Issue #3190, opened 2021-04-12
Unable to generate gradient fields for non-periodic dataset


mameehan5:
### Bug report

**Bug summary**

yt does not allow the generation of gradient fields for data sets that are not periodic, even if the field to generate is not at the domain boundaries

**Code for reproduction**

```python
import yt

ds = yt.load('/Users/mikemeehan/Research/PeleData/bplume_Ri4_Re200/plt66875')
ds.add_gradient_fields(('boxlib','z_velocity'))
ds.periodicity = (False, False, False)
sx = yt.SlicePlot(ds,'x','z_velocity_gradient_z',origin="native",center=(0.0,0,0.375),width=0.25)
sx.save()
```
Note that 
```python
ds.domain_left_edge = [-0.5 -0.5  0. ]
ds.domain_right_edge = [0.5 0.5  1.0]
```
for what I am testing.

**Actual outcome**

```
RuntimeError: Error: yt attempted to read outside the boundaries of a non-periodic domain along dimension 1.
Region left edge = -0.515625 code_length, Region right edge = -0.359375 code_length
Dataset left edge = -0.5 code_length, Dataset right edge = 0.5 code_length

This commonly happens when trying to compute ghost cells up to the domain boundary. Two possible solutions are to load a smaller region that does not border the edge or override the periodicity for this dataset.
```

**Expected outcome**

No error should occur since the slice is not at the domain boundary. 

**Version Information**
  * Operating System: macOS Catalina
  * Python Version: 3.6.13
  * yt version: 3.6.1

**Additional Notes**
I installed yt from source.

This something that is relevant for my research so I happy to try resolving it and submit a PR to fix the issue! I am also working on putting together some higher order interpolation so I am already into the source code relevant for the issue.

PR #3218, opened 2021-04-21
ENH: Improved interpolation schemes for smoothed_covering_grid

mameehan5:
## PR Summary

This PR is to include better interpolation methods for generating for the cascaded interpolation procedure in `smoothed_covering_grid`. At the moment, only linear interpolation is supported. With this PR, we will be able to support linear, cubic, quintic, Akima spline and natural spline interpolation.

The original motivation for including higher-order interpolation is that the computation gradient fields at the AMR boundaries can be very inaccurate using linear interpolation. For example, if a flow variable is oscillating smoothly in space, and there is maximum in the value, the coarse cells will under resolve the data compared to the finer level, and the linear interpolation is unable to approximate that peak between the cells. 

Here is a minimal script showing the original field and the gradient field using linear interpolation using an AMReX dataset.
```python
ds = yt.load('plt66875')
ds.add_gradient_fields(('boxlib','z_velocity'))

# Streamwise velocity
fld = 'z_velocity'
sx = yt.SlicePlot(ds,'x',fld,origin="native",center=(0.0,0,0.375),width=0.25)
sx.set_cmap(field=fld, cmap='Blues')
sx.annotate_grids()
sx.set_axes_unit('cm')
sx.set_log(fld,False)
sx.save()

# Streamwise velocity gradient
fld = 'z_velocity_gradient_z'
sx = yt.SlicePlot(ds,'x',fld,origin="native",center=(0.0,0,0.375),width=0.25)
sx.set_cmap(field=fld, cmap='RdBu')
sx.set_axes_unit('cm')
sx.set_log(fld,False)
sx.set_zlim(fld,-3.5,3.5)
sx.save()
```
This produces the following images.
<p float="left">

</p>

Clearly, even with the smooth flowfield, cascaded linear interpolation is not good enough to approximate the gradient at the centerline across the AMR boundary.

Although gradients are the original motivation, including high-order interpolation methods would be very important for a number of other reasons where a high-degree of accuracy is needed.

## PR Checklist

- [x] Refactor functions in `ds.smoothed_covering_grid` 
- [x] Linear interpolation
- [x] Cubic interpolation
- [x] Quintic interpolation
- [x] Akima spline interpolation
- [x] Natural spline interpolation
- [ ] Add tests for different interpolations against analytical functions
- [ ] Address extrapolation problem for vertex centered data
- [x] Add ability to choose interpolation for any smoothed covering grid generated using a particular data container


mameehan5:
Note that the buffer region is _not_ necessarily equal on both sides. They are only equal if the number of cells we are interpolating too (aka, whatever `dims` is as an input) is evenly divisible the ratio of dx of the current level to the interpolated level. If it isn't, the right edge needs a little extra.

yt/data_objects/construction_data_containers.py
```diff
@@ -969,13 +969,31 @@ class YTSmoothedCoveringGrid(YTCoveringGrid):
...
+        else:
+            raise NotImplementedError
+        # Assess buffer region surrounding grid
+        if nbuf == None:
+            if order > 0: 
+                nbuf = order//2
+            elif order == -1:
+                nbuf = 3
+        else:
+            assert nbuf >= 1
```
neutrinoceros, line 993: reasons:
- `None` is a singleton, using `==` is bad practice
- don't use `assert` in business-logic code (because assert statements can be ignored with the `-O` flag of the Python executable, no matter how unlikely the actual usage)

Other remarks:
- I'm not sure how `order` could end up being negative, seems impossible in this implementation
- shouldn't the `nbuf` variable depend on the dimensionality of the data somehow ?

```suggestion
        if nbuf is None:
            if order > 0: 
                nbuf = order//2
            elif order == -1:
                nbuf = 3
        elif nbuf < 1:
           raise ValueError
```

cphyc:
Hi @mameehan5 !
Thanks so much for this, it looks wonderful. Do you think it would be possible to target your PR to yt-4? This can be done by clicking the edit button (see image below) and then `wants to merge 2 commits into [main]` rather than into `stable`.
image

neutrinoceros (commented):
quick comments

neutrinoceros:
> Thanks so much for this, it looks wonderful. Do you think it would be possible to target your PR to yt-4? This can be done by clicking the edit button (see image below) and then wants to merge 2 commits into [main] rather than into stable.

good call @cphyc , actually I don't think there's any reason not to do it right away, so I just did.

mameehan5:
My mistake, thanks for catching those! Yes, would you mind rebasing for me? I actually was using yt-3 because I keep getting this error using yt4.0.0
```
(yt-git) ~/Research/yt_bug $ python yt_grad_debug.py 
/Users/mikemeehan/Research/yt-git/yt/utilities/logger.py:4: VisibleDeprecationWarning: The configuration file /Users/mikemeehan/.config/yt/ytrc is deprecated. Please migrate your config to /Users/mikemeehan/.config/yt/yt.toml by running: 'yt config migrate'
Deprecated since v4.0.0 . This feature will be removed in v4.1.0
  from yt.config import ytcfg
(yt-git) ~/Research/yt_bug $ yt config migrate
/Users/mikemeehan/Research/yt-git/yt/utilities/logger.py:4: VisibleDeprecationWarning: The configuration file /Users/mikemeehan/.config/yt/ytrc is deprecated. Please migrate your config to /Users/mikemeehan/.config/yt/yt.toml by running: 'yt config migrate'
Deprecated since v4.0.0 . This feature will be removed in v4.1.0
  from yt.config import ytcfg
(yt-git) ~/Research/yt_bug $ 
```
Anything to do to fix this so I can test/run using yt4.0?

cphyc:
@mameehan5 the issue you're seeing is only a warning. It is due to the configuration file `/Users/mikemeehan/.config/yt/ytrc`being deprecated. You can get rid of it by migrating your config to `/Users/mikemeehan/.config/yt/yt.toml` by running: 
```shell
yt config migrate
```

mameehan5:
Thanks so much @cphyc and @neutrinoceros ! Got everything working locally again with yt-4. Going to add a lot of commits soon!

mameehan5:
In order to simplify the code, I included a buffer region _even_ if we are interpolating to a grid at `l=0`. This is technically unnecessary if we are creating a smoothed covering grid at `l=0`, but if someone tried doing that, they should be using `covering_grid` anyways since no interpolation is required. Happy to discuss further though!

mameehan5:
It looks like the other places in the code actually use `ghost_zone_interpolate` for extrapolation. I personally wouldn't expect this behavior, and I think that we should add an explicit function, say `ghost_zone_extrapolate` to do this. This would also be useful to extrapolate data at domain boundaries for non-periodic datasets.

yt/data_objects/grid_patch.py
```diff
@@ -0,0 +1,437 @@
...
+"""
+
+#-----------------------------------------------------------------------------
+# Copyright (c) 2013, yt Development Team.
+#
+# Distributed under the terms of the Modified BSD License.
+#
+# The full license is in the file COPYING.txt, distributed with this software.
+#-----------------------------------------------------------------------------
+
```
neutrinoceros: We don't do those anymore, you can drop this :)
```suggestion
```

yt/data_objects/grid_patch.py
```diff
@@ -0,0 +1,437 @@
+"""
```
neutrinoceros, line 1: Wait are you reintroducing a whole deleted file here ?

mameehan5: Whoops, yes, looks like I did that by mistake.

yt/data_objects/construction_data_containers.py
```diff
@@ -1290,35 +1290,51 @@ class YTSmoothedCoveringGrid(YTCoveringGrid):
...
+        elif interp == "cubic":
+            order = 4
+        elif interp == "quintic":
+            order = 6
+        elif interp == "akima":
+            order = -1
+        elif interp == "natural":
+            order = -2
+        else:
+            raise NotImplementedError
```
neutrinoceros, line 1313:
```suggestion
        order = {
            "natural": -2,
            "akima": -1,
            "linear": 2,
            "cubic": 4,
            "quintic": 6,
           }[interp]
```

yt/data_objects/construction_data_containers.py
```diff
@@ -1290,35 +1290,51 @@ class YTSmoothedCoveringGrid(YTCoveringGrid):
     _min_level = None
 
     @wraps(YTCoveringGrid.__init__)
-    def __init__(self, *args, **kwargs):
+    def __init__(self, *args, interp="linear", nbuf=None, **kwargs):
```
neutrinoceros, line 1293: so as to avoid any possible collision with positional arguments (`*args`), it may be worth making these new arguments keyword only :
```suggestion
    def __init__(self, *args, *, interp="linear", nbuf=None, **kwargs):
```

yt/data_objects/construction_data_containers.py
neutrinoceros: Btw I think `kind` would be a clearer name than "interp" as a user-exposed parameter.

mameehan5: I agree. I will update that!

yt/data_objects/construction_data_containers.py
mameehan5: Yep, that sounds good. I didn't realize that is how you did it.

yt/utilities/lib/interpolators.pyx
```diff
@@ -113,53 +113,99 @@ def TrilinearlyInterpolate(np.ndarray[np.float64_t, ndim=3] table,
 @cython.cdivision(True)
 @cython.wraparound(False)
 @cython.boundscheck(False)
-def ghost_zone_interpolate(int rf,
+def ghost_zone_interpolate(int rf, int order,
                            np.ndarray[np.float64_t, ndim=3] input_field,
                            np.ndarray[np.float64_t, ndim=1] input_left,
                            np.ndarray[np.float64_t, ndim=3] output_field,
                            np.ndarray[np.float64_t, ndim=1] output_left):
```
cphyc, line 120: Just for the sake of having indentation in cython file that ressembles that of python files
```suggestion
def ghost_zone_interpolate(
    int rf,
    int order,
    np.ndarray[np.float64_t, ndim=3] input_field,
    np.ndarray[np.float64_t, ndim=1] input_left,
    np.ndarray[np.float64_t, ndim=3] output_field,
    np.ndarray[np.float64_t, ndim=1] output_left
):
```

yt/utilities/lib/interpolators.pyx
```diff
@@ -113,53 +113,99 @@ def TrilinearlyInterpolate(np.ndarray[np.float64_t, ndim=3] table,
...
-            opos[1] += ods[1]
-        opos[0] += ods[0]
+    # Counting indices
+    cdef int io, jo, ko
+    cdef int ii, ji, ki, li, mi, ni
+    cdef int l0, m0, n0
+    cdef int i, j, k
+    # dx of the input and output fields
+    cdef double dxi = 1.0
+    cdef double dxo = dxi/rf
```
cphyc, line 128:
```suggestion
    cdef double dxo = dxi / rf
```

yt/utilities/lib/interpolators.pyx
```diff
@@ -113,53 +113,99 @@ def TrilinearlyInterpolate(np.ndarray[np.float64_t, ndim=3] table,
...
+                    ki = iclip(ki, 0, nxi[2]-nxs[2])
+                    for k in range(0,nxs[2]): zn[k]=ki+k-(nxs[2]/2-1)
+                    zw = lagrange_weights(zn, kposi)
+                    output_field[io,jo,ko] = 0.0
+                    for l0,li in enumerate(range(ii,ii+nxs[0])):
+                        for m0,mi in enumerate(range(ji,ji+nxs[1])):
+                            for n0,ni in enumerate(range(ki,ki+nxs[2])):
+                                output_field[io,jo,ko] += xw[l0]*yw[m0]*zw[n0]*\
+                                                          input_field[li,mi,ni]
+
```
cphyc, line 183:
```suggestion
                    for l0, li in enumerate(range(ii, ii + nxs[0])):
                        for m0, mi in enumerate(range(ji, ji + nxs[1])):
                            for n0, ni in enumerate(range(ki, ki + nxs[2])):
                                output_field[io, jo, ko] += xw[l0] * yw[m0] * zw[n0] * \
                                                          input_field[li, mi, ni]

```

yt/utilities/lib/interpolators.pyx
```diff
@@ -113,53 +113,99 @@ def TrilinearlyInterpolate(np.ndarray[np.float64_t, ndim=3] table,
...
+            for jo in range(nxo[1]):
+                ji = ifloor(jposi)
+                ji = iclip(ji, 0, nxi[1]-nxs[1])
+                for j in range(0,nxs[1]): yn[j]=ji+j-(nxs[1]/2-1)
+                yw = lagrange_weights(yn, jposi)
+                kposi = kposi0
+                for ko in range(nxo[2]):
+                    ki = ifloor(kposi)
+                    ki = iclip(ki, 0, nxi[2]-nxs[2])
+                    for k in range(0,nxs[2]): zn[k]=ki+k-(nxs[2]/2-1)
```
cphyc, line 175:
```suggestion
                    for k in range(0, nxs[2]):
                        zn[k] = ki + k - (nxs[2] / 2 - 1)
```

yt/utilities/lib/interpolators.pyx
```diff
@@ -113,53 +113,99 @@ def TrilinearlyInterpolate(np.ndarray[np.float64_t, ndim=3] table,
...
+        for io in range(nxo[0]):
+            ii = ifloor(iposi)
+            ii = iclip(ii, 0, nxi[0]-nxs[0])
+            for i in range(0,nxs[0]): xn[i]=ii+i-(nxs[0]/2-1)
+            xw = lagrange_weights(xn, iposi)
+            jposi = jposi0
+            for jo in range(nxo[1]):
+                ji = ifloor(jposi)
+                ji = iclip(ji, 0, nxi[1]-nxs[1])
+                for j in range(0,nxs[1]): yn[j]=ji+j-(nxs[1]/2-1)
```
cphyc, line 169:
```suggestion
                for j in range(0, nxs[1]):
                    yn[j] = ji + j - (nxs[1] / 2 - 1)
```

yt/utilities/lib/interpolators.pyx
```diff
@@ -113,53 +113,99 @@ def TrilinearlyInterpolate(np.ndarray[np.float64_t, ndim=3] table,
...
+    iposi0 = (output_left[0]+0.5/rf) - (input_left[0]+0.5) - (nxs[0]/2-1)
+    jposi0 = (output_left[1]+0.5/rf) - (input_left[1]+0.5) - (nxs[1]/2-1)
+    kposi0 = (output_left[2]+0.5/rf) - (input_left[2]+0.5) - (nxs[2]/2-1)
+
+    if order > 0:
+        iposi = iposi0
+        for io in range(nxo[0]):
+            ii = ifloor(iposi)
+            ii = iclip(ii, 0, nxi[0]-nxs[0])
+            for i in range(0,nxs[0]): xn[i]=ii+i-(nxs[0]/2-1)
```
cphyc, line 163:
```suggestion
            for i in range(0, nxs[0]):
                xn[i] = ii + i - (nxs[0] / 2 - 1)
```

yt/utilities/lib/interpolators.pyx
```diff
@@ -113,53 +113,99 @@ def TrilinearlyInterpolate(np.ndarray[np.float64_t, ndim=3] table,
...
+    for i in range(1,nx):
+        c2 = 1.0
+        c5 = c4
+        c4 = x[i] - xp
+        for j in range(i):
+            c3 = x[i] - x[j]
+            c2 = c2*c3
+            if j == i-1:
+                wgts[i] = -c1*c5*wgts[i-1]/c2
+            wgts[j] = c4*wgts[j]/c3
```
cphyc, line 209:
```suggestion
            c2 = c2 * c3
            if j == i - 1:
                wgts[i] = -c1 * c5 * wgts[i-1] / c2
            wgts[j] = c4 * wgts[j] / c3
```

yt/data_objects/construction_data_containers.py
```diff
@@ -1404,8 +1415,10 @@ def _fill_fields(self, fields):
             )
             mylog.debug("Caught %d runtime errors.", runtime_errors_count)
         for name, v in zip(fields, ls.fields):
-            if self.level > 0:
-                v = v[1:-1, 1:-1, 1:-1]
+            # Remove buffer region
+            v = v[
+                self.nbuf : -self.nbuf, self.nbuf : -self.nbuf, self.nbuf : -self.nbuf
+            ]
```
cphyc, line 1421: If you want to not repeat yourself, may I suggest
```suggestion
            # Remove buffer region
            sl = slice(self.nbuf, -self.nbuf)
            v = v[(sl, sl, sl)]
```

yt/data_objects/construction_data_containers.py
```diff
@@ -1290,35 +1290,46 @@ class YTSmoothedCoveringGrid(YTCoveringGrid):
...
+            "quintic": 6,
+        }[kind]
+        # Assess buffer region surrounding grid
+        if nbuf is None:
+            if order > 0:
+                nbuf = order // 2
+            else:
+                nbuf = 3
+        elif nbuf < 1:
+            raise ValueError
```
cphyc, line 1316: I love this chunk!

I think this would fail with a `KeyError`, say if I pass `kind="dinosaur"`. Would it be possible to catch this and raise a more useful exception as this is directly user-facing?

```suggestion
       order_nbuf = {
            "natural": (-2, 3),
            "akima": (-1, 3),
            "linear": (2, 1),
            "cubic": (4, 2),
            "quintic": (6, 3)
        }
        try:
            order, nbuf_from_order = order_nbuf[kind]
        except KeyError:
            msg = f"Interpolation '{kind}' has not been implemented. "
            msg += "Only the following are supported: "
            msg += ", ".join(order_nbuf.keys())
            raise NotImplementedError(msg)
        nbuf = nbuf or nbuf_from_order
        if nbuf < 1:
            raise ValueError
```

cphyc (commented):
This is taking shape! I have left several code suggestions (which you can accept directly from github) regarding code formatting.

yt/data_objects/construction_data_containers.py
neutrinoceros: the raise statement should be a `raise from`. Other than that, great suggestion

yt/data_objects/construction_data_containers.py
mameehan5: Yes, I like this much better!

yt/data_objects/construction_data_containers.py
mameehan5: @cphyc I really like this as well! @neutrinoceros , which line exactly do you mean? Both raise statements?

neutrinoceros: I mean the nested raise.
The difference is that `raise from` clearly indicates that the original error wasn't meant to be handled, but rather wrapped, while if you just raise an error directly in à `except` block, the error message looks like the new error wasn't intended.

mameehan5: Got it. So we should change line 1311 to `except KeyError as k` and line 1315 to `raise NotImplementedError(msg) from k`, right?

mameehan5: Or something like that.

yt/utilities/lib/interpolators.pyx
mameehan5: Yep, that is good!

yt/data_objects/construction_data_containers.py
```diff
@@ -1290,35 +1290,48 @@ class YTSmoothedCoveringGrid(YTCoveringGrid):
...
+            "cubic": (4, 2),
+            "quintic": (6, 3),
+        }
+        try:
+            order, nbuf_from_order = order_nbuf[kind]
+        except KeyError as k:
+            msg = f"Interpolation '{kind}' has not been implemented. "
+            msg += "Only the following are supported: "
+            msg += ", ".join(order_nbuf.keys())
+            raise NotImplementedError(msg) from k
```
neutrinoceros, line 1315: Sorry to bother you _again_ with this. Please avoid one-letter variable names, they are much harder to grep for =)
```suggestion
        except KeyError as err:
            msg = f"Interpolation '{kind}' has not been implemented. "
            msg += "Only the following are supported: "
            msg += ", ".join(order_nbuf.keys())
            raise NotImplementedError(msg) from err
```

mameehan5: Definitely no problem! Changing now.

mameehan5:
At this point, extrapolation has been add but it needs to be generalized. The issue in generalizing is the following.

If we are attempted to extract a smoothed covering grid that extends beyond the domain of a non-periodic data set, the RegionSelector throws an error immediately without exception. However, we want there to be two exceptions:
1. if the user sets up an extrapolation method, or
2. if the data chunk actually never gets used (related to #3190)

I will need to give this more thought on how to generalize further to account for this. I tried a couple different things, the most promising of which appeared to assuming data is always periodic, then replacing the periodic cells with extrapolated cells. The issue with this was that I couldn't propagate the information in the mask that this cell needed to replaced by extrapolation.

neutrinoceros:
I'll rerun tests on Jenkins now because the reports are lost

@yt-fido test this please

FYI @mameehan5, we're doing a "PR mentorship week" starting on August 2nd, so it will be a good opportunity to give this the final push, if it's still not merged at that point and it you're interested :)

mameehan5:
@neutrinoceros that would be excellent! Sorry I am making such small recent progress. There is _one last_ issue I am running into for a very edge case. Once I have that figured out, I will put in all the tests I have and update other outstanding issues. It is very close :) It will get finished at some point though, and my dissertation as well ha!

neutrinoceros:
> Sorry I am making such small recent progress.

You don't have anything to apologize for and you don't owe me anything, don't worry.

Good luck with your dissertation !

yt/frontends/boxlib/io.py
```diff
@@ -122,6 +122,7 @@ def _read_chunk_data(self, chunk, fields):
                         local_offset = 0
                     else:
                         local_offset += size
+            f.close()
```
neutrinoceros, line 125: @mameehan5 wasn't this supposed to be it's own PR ?

matthewturk: It's probably OK to include it here if we're aiming to get this PR in soon.

neutrinoceros: sure, but I'd merge this on the spot if it had it's own PR :)

mameehan5: Yes, I knew to add it as a separate PR but I was testing first on this branch. Updating this branch is still on my todo list but I am not sure how soon it will get done. I added a new PR for just the close statement though! #3515

matthewturk:
@mameehan5 I really appreciate these changes and would love to see them in.  Any way we can help you out?

mameehan5:
I would to :) let me set aside some time this week to get this into a (somewhat) mergeable form so we can get the process moving again!

mameehan5:
I wasn't able to make any meaningful progress during that time I set aside before so I didn't put anything here. I plan to complete this PR though after I defend in early May. I just want to make perfectly sure that the changes I put in don't break anything. This will require some additional testing routines, which I am not as comfortable putting in compared to the actual algorithms but I will figure it out!

matthewturk:
Hey Mike, thanks for the update!  Hope you're doing well, and best of
luck with the defense!

mameehan5:
I have been digging into this problem a bit and I think I need to back track to first address a couple other issues I am having specific to computing gradients and other quantities at non-periodic domain boundaries. Rather than try to address these here, and given that this PR is seriously outdated, I will close this PR and create a new PR first addressing domain boundary issues. After that is fixed, then I will come back (with a new PR) and address gradients at AMR boundaries.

----------

• Work order: Show all lines in the records above that hold "class".

• Response for this exercise:
@@ -969,13 +969,31 @@ class YTSmoothedCoveringGrid(YTCoveringGrid):
@@ -1290,35 +1290,51 @@ class YTSmoothedCoveringGrid(YTCoveringGrid):
@@ -1290,35 +1290,51 @@ class YTSmoothedCoveringGrid(YTCoveringGrid):
@@ -1290,35 +1290,46 @@ class YTSmoothedCoveringGrid(YTCoveringGrid):
@@ -1290,35 +1290,48 @@ class YTSmoothedCoveringGrid(YTCoveringGrid):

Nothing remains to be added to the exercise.